[Stored data]
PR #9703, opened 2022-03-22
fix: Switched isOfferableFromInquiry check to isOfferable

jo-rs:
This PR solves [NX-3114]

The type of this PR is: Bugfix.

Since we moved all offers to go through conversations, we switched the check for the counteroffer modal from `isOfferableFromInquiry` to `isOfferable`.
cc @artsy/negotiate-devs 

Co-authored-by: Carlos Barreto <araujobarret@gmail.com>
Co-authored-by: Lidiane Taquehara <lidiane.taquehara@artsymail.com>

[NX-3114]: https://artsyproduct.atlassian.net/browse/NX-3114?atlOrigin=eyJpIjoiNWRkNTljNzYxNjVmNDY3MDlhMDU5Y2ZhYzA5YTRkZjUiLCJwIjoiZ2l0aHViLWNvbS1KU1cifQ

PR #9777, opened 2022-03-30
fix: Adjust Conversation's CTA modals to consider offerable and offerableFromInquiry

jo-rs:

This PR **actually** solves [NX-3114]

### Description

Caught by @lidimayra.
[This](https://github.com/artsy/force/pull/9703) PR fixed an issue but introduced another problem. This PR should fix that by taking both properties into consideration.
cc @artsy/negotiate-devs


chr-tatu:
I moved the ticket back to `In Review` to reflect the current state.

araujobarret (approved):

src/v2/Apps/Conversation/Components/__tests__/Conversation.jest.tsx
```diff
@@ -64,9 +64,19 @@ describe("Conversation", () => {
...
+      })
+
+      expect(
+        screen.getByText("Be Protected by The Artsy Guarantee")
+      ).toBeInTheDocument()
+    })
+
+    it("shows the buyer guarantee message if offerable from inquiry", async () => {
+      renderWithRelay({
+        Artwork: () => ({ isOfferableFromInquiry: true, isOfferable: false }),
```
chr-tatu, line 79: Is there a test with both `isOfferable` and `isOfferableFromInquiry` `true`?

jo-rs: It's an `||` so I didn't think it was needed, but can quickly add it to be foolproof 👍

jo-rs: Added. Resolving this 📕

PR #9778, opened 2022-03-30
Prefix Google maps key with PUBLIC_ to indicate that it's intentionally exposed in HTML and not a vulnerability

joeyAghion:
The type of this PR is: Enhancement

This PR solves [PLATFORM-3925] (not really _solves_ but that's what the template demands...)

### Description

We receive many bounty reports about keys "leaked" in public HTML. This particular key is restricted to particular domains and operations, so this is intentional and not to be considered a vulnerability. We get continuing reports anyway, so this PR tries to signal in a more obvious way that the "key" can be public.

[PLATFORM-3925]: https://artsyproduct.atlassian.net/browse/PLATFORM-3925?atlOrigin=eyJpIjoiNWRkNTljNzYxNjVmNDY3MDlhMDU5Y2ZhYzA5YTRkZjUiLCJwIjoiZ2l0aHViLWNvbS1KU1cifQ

● **Problem statement**: Your answer must be the data above, copied exactly from its first line through the line containing "The type of this PR is: Bugfix.", and nothing more.

● **Solution**:
PR #9703, opened 2022-03-22
fix: Switched isOfferableFromInquiry check to isOfferable

jo-rs:
This PR solves [NX-3114]

The type of this PR is: Bugfix.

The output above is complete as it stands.